Тонкая в талии и стройная, она была не ниже ростом коренастого Алексея Фомича. Незадолго перед тем она взвешивалась, и в ней оказалось почти четыре пуда.
— Это уж мое дело, зачем! Доставай полотенце, тебе говорю!
Сыромолотов глядел на нее притворно строго, Надя же на него с несколько лукавым прищуром светлых круглых глаз; потом стремительно и в то же время как бы без малейших усилий тела подошла к комоду, выдвинула нижний его ящик, достала полотенце и завязала его на талии тугим узлом.
— Крепко? — спросил Алексей Фомич и сам еще туже затянул узел.
— Не-ет, не под-ни-мешь! — протянула Надя шаловливо, как девочка.
— Раз, два, три! — скомандовал самому себе Алексей Фомич, став за ее спиною и берясь за полотенце правой рукой.
И вдруг она очутилась над его головой, и он, торжественно шагая, прошелся из одной комнаты в другую, неся ее на правой руке, согнутой в локте, а левую уперев для равновесия в свой бок.
Когда он опустил Надю, она захлопала в ладоши, вскрикивая:
— Браво! Браво, Алексей Фомич! Браво!
Она не называла его иначе, как по имени-отчеству, не могла от этого отвыкнуть; и в то время, как он не перестал и на втором году супружества любоваться ею, она не перестала по-девичьи восхищаться им, художником-силачом.

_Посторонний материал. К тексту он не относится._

Issue #49, opened 2015-12-17
List information for services packages


DanielOaks:
As mentioned in #48, it would be nice to see information for services packages.

I'm not sure how much use services packages have for the various IRCv3 specifications (since they usually use an S2S protocol, probably a lot of things they don't care about), but at least for things like SASL support it would be very useful.

Mikaela:
:+1: as I started wondering about SCRAM-SHA-256 and if anyone supports it and such table could tell it to me immediately.

SaberUK:
> I started wondering about SCRAM-SHA-256 and if anyone supports it 

Nobody does currently but Anope will soon when I finish writing the module for it.

DanielOaks:
I'll consider this done for now.

PR #51, opened 2015-12-17
Add services support list

DanielOaks:
This just adds the services support list as discussed in #49. I think these are the main services packages around -- are there any others we should be listing as well?

I don't have it showing a page in the proper 'Software' section, as services packages don't make use of the sort of extensions IRCv3 brings out generally. If this changes or there is more to add along these lines, we can do so later.

### DIFF
--- a/_data/sw_services.yml
+++ b/_data/sw_services.yml
@@ -1,0 +1,25 @@
+- name: Services Packages
+  software:
+    - name: Anope
+      link: http://anope.org
+      support:
+        SASL:
+          - external
+          - plain
+    - name: Atheme Forks
+      link: http://atheme.net
+      support:
+        SASL:
+          - external
+          - plain
+      sublinks:
+        - name: ChatServices
+          link: https://bitbucket.org/chatlounge/chatservices
+        - name: EZtheme
+          link: https://github.com/ElectroCode/eztheme
+        - name: Shaltúre
+          link: https://github.com/shalture/shalture
+        - name: Xtheme
+          link: https://github.com/XthemeOrg/Xtheme
+        - name: Zohlai
+          link: https://github.com/zohlai/zohlai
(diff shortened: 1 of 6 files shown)


Mikaela:
I think you forgot [ChatServices] (https://bitbucket.org/chatlounge/chatservices). 

Are not-SASL or IRCv3 compatible clients counted? There is e.g.https://github.com/dkorunic/hybserv2 which doesn't seem very alive.

attilamolnar:
I think atheme forks should be listed together because there is little difference between them considering the overall codebase and no difference in sasl afaik. If one of them differs it should be listed seperately of course.

attilamolnar:
> There is e.g.https://github.com/dkorunic/hybserv2 which doesn't seem very alive.

From their README:

> Hybserv2 is incompatible with IRCD Hybrid 8.x as they have decided to be TS3 incompatible. There is some grunt work needed to make it fully TS6 and I personally don't have any more time and interest to code or IRC and related to IRC. For me, IRC has long died, [...]

So no, it should not be listed as it is incompatible with the current version of the server it targets and its author no longer supports it.

DanielOaks:
Alrighty, we now group Atheme forks together in the table. Should be fine to merge in that case?

attilamolnar:
Please squash the commits (rebase if necessary)

Mikaela:
:+1: if this PR is currently gathering :+1:s or is there some reason for not being merged already?

DanielOaks:
I'll assume this is good to merge, as everything requested has been done.

timofonic:
Why is this still open?

DanielOaks:
This isn't, this was merged at the end of last year.

Services aren't listed on the ordinary software support lists, ie [these](http://ircv3.net/software/servers.html), as our specs apply to the Client protocol and don't really affect them very much. This info is used and linked on things like the [SASL](http://ircv3.net/docs/sasl-mechs.html) pages though!

PR #53, opened 2016-01-16
Updated information about Rust IRC library.

aatxe:
Since this was added, I've updated the Rust IRC library quite a bit. It should support everything except TLS. So, I've updated the information accordingly.


DanielOaks:
Awesome, thanks for submitting the new info!

PR #55, opened 2016-01-22
sw_clients: cap-notify is in 1.4 (stable)

Mikaela:


DanielOaks:
Cool, thanks.

Just as a note, that build fail is unrelated, refers to some dodgy Python stuff rather than a failure with the changes here.

PR #35, opened 2015-11-09
software: Separate and highlight the required cap columns

dequis:
Preview: http://dump.dequis.org/LKeRZ.html

Current: http://ircv3.net/software/clients.html

Closes #18 

>I think some kind of formatting would make it more clear what clients are required to have in order to be IRCv3.1 compatible.
>
>Or group these columns in the left and separate from the rest by more think vertical line

I also made missing caps that are optional a lighter shade of red, since it's not wrong to not implement those. The current one gives off the appearance that everyone is doing everything wrong (the table is mostly red)

PR #57, opened 2016-01-25
Add Moon Moon IRC bot

ChickenNuggers:
Yes, I plan on adding more later. This is just what I could get done now.

### DIFF
--- a/_data/sw_clients.yml
+++ b/_data/sw_clients.yml
@@ -515,3 +515,25 @@
           - server-time
         SASL:
           - plain
+    - name: Moon Moon
+      # ref: https://github.com/ChickenNuggers/Moon-Moon/blob/master/plugins/data.moon
+      #      https://github.com/ChickenNuggers/Moon-Moon/blob/master/plugins/output.moon
+      #      https://github.com/ChickenNuggers/Moon-Moon/blob/master/plugins/base.moon
+      #      https://github.com/ChickenNuggers/Moon-Moon/blob/master/irc.moon
+      link: https://github.com/ChickenNuggers/Moon-Moon
+      support:
+        v3.1:
+          - cap
+          - multi-prefix
+          - account-notify
+          - away-notify
+          - extended-join
+        v3.2:
+          - cap
+          - account-tag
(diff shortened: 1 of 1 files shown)


SaberUK:
I think we only add stuff to the client list if it supports all of the base specifications. Do you have plans to add SASL-3.1 support?

ChickenNuggers:
The bot currently does not support it; I was unaware that it must support all base specifications (mIRC, for example, does not). Eventually, I plan in adding support for everything listed in v3.2.

Mikaela:
> I think we only add stuff to the client list if it supports all of the base specifications.

Not true. See https://github.com/ircv3/ircv3.github.io/issues/17 / https://github.com/ircv3/ircv3.github.io/pull/35.

jwheare:
I don't object to software that being on the list that doesn't implement all the specs, but from looking at the code it seems like many of these specs are only partially implemented.

I suggest you go back to the specs, and do more testing against real world servers. As well as the major networks that support IRCv3; ZNC, InspIRCd and mammon from git are good choices to test with for 3.2 CAPs. People in #ircv3 can point you to some test instances for these.

By no means intended a thorough code review, but a couple of concerns from looking at your source:

* account-tag only seems to be supported on the JOIN command, it should be parsed on every command originating from a user (easier just to parse it on all commands).
* cap-notify support appears to perform a CAP LS for every NEW CAP received (rather than checking if it's locally supported and doing a CAP REQ).

Happy to add you to the list in principle, even without all core specs implemented, but as it looks like you're still actively working on support and fixing things, so this PR seems premature.

Let us know when you've tested and bundled these changes into a tagged release so we can assign a version number to the features you support.

DanielOaks:
I'd agree with @jwheare here.

jwheare:
Closing for now. Feel free to reopen when this is no longer WIP and has a tagged release.

ChickenNuggers:
Release v0.2.0 is available and includes everything listed in the PR.

attilamolnar:
Please squash this before it is merged.

PR #24, opened 2016-09-02
Fix the handling of nested, complex types

tjwp:
There are two basic issues addressed here:
- the serialization of arrays/maps of unions
- the coercion of records within other complex types

The latter issue seems to be a problem with Virtus. An array of generated models is coerced correctly, but an array of arrays of generated models is not coerced (for example). 

To workaround this issue a similar solution to that used for union support was implemented. Each generated model is registered with axiom and there is a new `Virtus::Attribute`subclass that ensures generated models are coerced by checking for a model instance or creating and validating a new one.

The plan once again is to create a pre-release with these changes for further testing.

Prime: @jturkel

### DIFF
--- a/lib/avromatic/model/attributes.rb
+++ b/lib/avromatic/model/attributes.rb
@@ -128,7 +128,9 @@ module Avromatic
           when :record
             # TODO: This should add the generated model to a module.
             # A hash of generated models should be kept by name for reuse.
-            Avromatic::Model.model(schema: field_type)
+            Avromatic::Model.model(schema: field_type).tap do |record_class|
+              Axiom::Types::Object.new { primitive(record_class) }
+            end
           else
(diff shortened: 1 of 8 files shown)


lib/avromatic/model/attributes.rb
```diff
@@ -128,7 +128,9 @@ def avro_field_class(field_type)
           when :record
             # TODO: This should add the generated model to a module.
             # A hash of generated models should be kept by name for reuse.
-            Avromatic::Model.model(schema: field_type)
+            Avromatic::Model.model(schema: field_type).tap do |record_class|
+              Axiom::Types::Object.new { primitive(record_class) }
```
jturkel: This could probably use a comment

jturkel:
:shipit:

Здесь, в Симферополе, жил еще ее дядя Петр Афанасьевич Невредимов, в доме которого она выросла и которого называла, как и все ее братья и сестры, «дедушкой», а тому было уже теперь восемьдесят восемь лет. Он был весь белый; голова его тряслась при ходьбе и при разговоре, а тело, хотя и высокое, казалось совсем легким, почти прозрачным.
Рядом с ним Алексей Фомич не мог не считаться не только молодым, даже молодцеватым: ведь ни в его густой гриве на объемистом черепе с широким крутым лбом, ни в его подстриженной клином русой бороде не было еще седых волос. При виде его каждый говорил: "До ста лет доживете!" — на что Алексей Фомич отвечал серьезно: "Я и сам полагаю, что не меньше".
Надя не замечала старости своего мужа просто потому, что не видела этой старости. Выйдя замуж за него в Петрограде, где она была на бестужевских курсах, она радостно вернулась с ним в Симферополь, где все было для нее родным, где она могла хоть ежедневно бывать у матери в доме «деда», где мать ее, Дарья Семеновна, продолжала, как и много лет назад, вести хозяйство; где жили многие из ее подруг по гимназии, с иными из которых ей доставляло удовольствие встречаться: ведь недавнее девическое не могло же так вот сразу испепелиться в ней.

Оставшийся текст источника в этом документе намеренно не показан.